Dataset excerpts below:

PR #4280, opened 2025-12-03
Add CEL validation for object names

caseydavenport:
## Description

We can use CEL validation to enforce the singleton nature of many of our CRs.

This is hopefully the first of many CEL improvements we can make to our
API validation.

xref: https://kubernetes.io/docs/reference/using-api/cel/

## Release Note

```release-note
Use CEL validation for CR names. 
```

## For PR author

- [ ] Tests for change.

## For PR reviewers

- [ ] Appropriate labels:

### DIFF
--- a/test/mainline_test.go
+++ b/test/mainline_test.go
@@ -230,53 +230,6 @@ var _ = Describe("Mainline component function tests", func() {
 	})
 })
 
-var _ = Describe("Mainline component function tests with ignored resource", func() {
-	var c client.Client
-	var mgr manager.Manager
-	var shutdownContext context.Context
-	var cancel context.CancelFunc
-
-	BeforeEach(func() {
-		c, shutdownContext, cancel, mgr = setupManager(ManageCRDsDisable, SingleTenant, EnterpriseCRDsExist)
-		verifyCRDsExist(c, operator.TigeraSecureEnterprise)
-	})
-
-	AfterEach(func() {
-		removeInstallation(context.Background(), c, "not-default")
-	})
-
-	It("Should ignore a CRD resource not named 'default'", func() {
-		By("Creating a CRD resource not named default")
-		instance := &operator.Installation{
-			TypeMeta:   metav1.TypeMeta{Kind: "Installation", APIVersion: "operator.tigera.io/v1"},
-			ObjectMeta: metav1.ObjectMeta{Name: "not-default"},
-			Spec:       operator.InstallationSpec{},
-		}
-		err := c.Create(context.Background(), instance)
-		Expect(err).NotTo(HaveOccurred())
-
-		By("Running the operator")
-		done := RunOperator(mgr, shutdownContext)
-		defer func() {
-			cancel()
-			Eventually(func() error {
-				select {
-				case <-done:
-					return nil
-				default:
-					return fmt.Errorf("operator did not shutdown")
-				}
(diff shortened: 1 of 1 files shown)


api/v1/installation_types.go
```diff
@@ -977,6 +977,8 @@ type InstallationStatus struct {
 // Installation configures an installation of Calico or Calico Enterprise. At most one instance
 // of this resource is supported. It must be named "default". The Installation API installs core networking
 // and network policy components, and provides general install-time configuration.
+//
+// +kubebuilder:validation:XValidation:rule="self.metadata.name == 'default' || self.metadata.name == 'tigera-secure'", message="resource name must be 'default' or 'tigera-secure'"
```
tmjd: This needs to include `overlay` as an allowed value

api/v1/gatewayapi_types.go
```diff
@@ -132,6 +132,7 @@ type GatewayClassSpec struct {
 //+kubebuilder:object:root=true
 //+kubebuilder:resource:scope=Cluster
 
+// +kubebuilder:validation:XValidation:rule="self.metadata.name == 'default'", message="resource name must be 'default'"
```
tmjd: The code seems to allow for both default and tigera-secure

api/v1/authentication_types.go
```diff
@@ -234,6 +234,7 @@ type UserMatch struct {
 // +kubebuilder:resource:path=authentications,scope=Cluster
 
 // Authentication is the Schema for the authentications API
+// +kubebuilder:validation:XValidation:rule="self.metadata.name == 'default'", message="resource name must be 'default'"
```
tmjd: The code only uses `tigera-secure`

api/v1/gatewayapi_types.go
caseydavenport: Weill update validation but leave the warning message as "default" for now since the code suggests "tigera-secure" is legacy.

api/v1/installation_types.go
```diff
@@ -26,6 +26,25 @@ import (
 	metav1 "k8s.io/apimachinery/pkg/apis/meta/v1"
 )
 
+// +kubebuilder:object:root=true
```
tmjd, line 29: I think unless we're moving all the other top level types to the start of the file I think this should go back to where it was.

test/validation_test.go
```diff
@@ -0,0 +1,120 @@
...
+		// build the test name.
+		name := fmt.Sprintf("%T with name %q", tc.cr, tc.cr.GetName())
+		if tc.err != "" {
+			name += " should fail"
+		} else {
+			name += " should pass"
+		}
+
+		t.Run(name, func(t *testing.T) {
+			defer testSetup(t)()
```
tmjd, line 105: Can you explain for me why this needs to be defer'ed? I don't see why.

api/v1/installation_types.go
caseydavenport: Seems overly rigid but sure, I'll move them back.

test/validation_test.go
caseydavenport: It's a common pattern for go test setup, where the equivalent of the "AfterEach" is returned by the setup func and deferred. 

There is no deferred afterach logic yet so if you'd like me to remove it I can, but this is just a common pattern we use in many of our go tests.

End of Dataset excerpts.

▶ **Work task**
In the material above, report how many lines hold the word "pattern", and add nothing to the figure.

▶ **Problem solution**
2